As we decompress from our political ups and downs of the last year of presidential racing, we can finally look forward to the start of the fall and winter holiday season.  In other words, it’s time to get ready for Thanksgiving.

Now you and I know that this holiday is centered around the three “Fs” of food, family and friends in that order. Unfortunately, after the cheer and joy of the day comes the love handles that were packed on and the leftovers that you bring home can continue to pack on those calories for weeks to come. Luckily I have a few tips to help you enjoy Thanksgiving while staying healthy and happy, but not hefty.

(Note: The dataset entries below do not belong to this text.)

PR #26871, opened 2026-08-13
test(mitm-addon): cover non-string inline custom connector ids

### LINKED ISSUE #26863: test(python): cover non-string inline custom connector IDs
## Problem

`crates/runner/mitm-addon/src/registry_firewalls.py:27-38` explicitly rejects a non-string inline `customConnectorId` before passing the value to `uuid.UUID`, but that type-guard branch is not covered. The existing regression at `crates/runner/mitm-addon/tests/test_registry_builtin_catalog_resolution.py:548-565` covers only an invalid string UUID.

A mutation probe that removed the `isinstance(..., str)` guard left all 28 related registry catalog/inline-firewall tests green. With an integer `customConnectorId`, `uuid.UUID(1)` raises `AttributeError`; `crates/runner/mitm-addon/src/registry.py:293-301` catches only `FirewallEntryResolutionError`, so the exception escapes the per-VM rejection path and can abort loading a registry that also contains valid VMs.

## Acceptance criteria

- Add an end-to-end registry regression with one inline firewall whose `customConnectorId` is a non-string value and one valid peer VM.
- Assert that the registry remains available, the malformed VM is classified as `invalid_firewalls`, and the valid VM remains usable.
- Assert the stable validation message so the test fails if the type guard is removed or bypassed.

seven332:
## Summary

- add an end-to-end registry regression for a non-string inline `customConnectorId`
- verify the malformed VM is isolated as `invalid_firewalls` while a valid peer keeps a compiled firewall context
- pin the stable validation message and make the regression sensitive to removal of the explicit string guard

## Scope

- test-only change; no production behavior, API, schema, dependency, migration, or rollout changes

## Validation

- `uv lock --check`
- `uv sync --locked`
- `uv run --no-sync basedpyright -p .` — 0 errors
- `uv run --no-sync python -m pytest tests/test_registry_inline_firewalls.py -v` — 5 passed
- `uv run --no-sync python -m pytest tests/test_registry_builtin_catalog_resolution.py -v` — 24 passed
- `uv run --no-sync python -m pytest tests/` — 5361 passed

Bring on the veggies — At the heart of the meal, Thanksgiving is really a healthy occasion. It’s based in turkey and veggies, so let’s leave it that way. Try subbing starches like rice and potatoes for lighter veggie choices like roasted cauliflower and collards. If you’re going to go with the starches, look for healthier ways to prepare them. Sweet potatoes are a great complex carbohydrate option but leave the marshmallow and brown sugar in the cabinet. A few toppings like that can erase all the greatness inside them. Here’s a little tip: roast your sweet potatoes or yams a bit longer and watch the natural sweetness come out. Sprinkling a little cinnamon on it will help control your blood sugar.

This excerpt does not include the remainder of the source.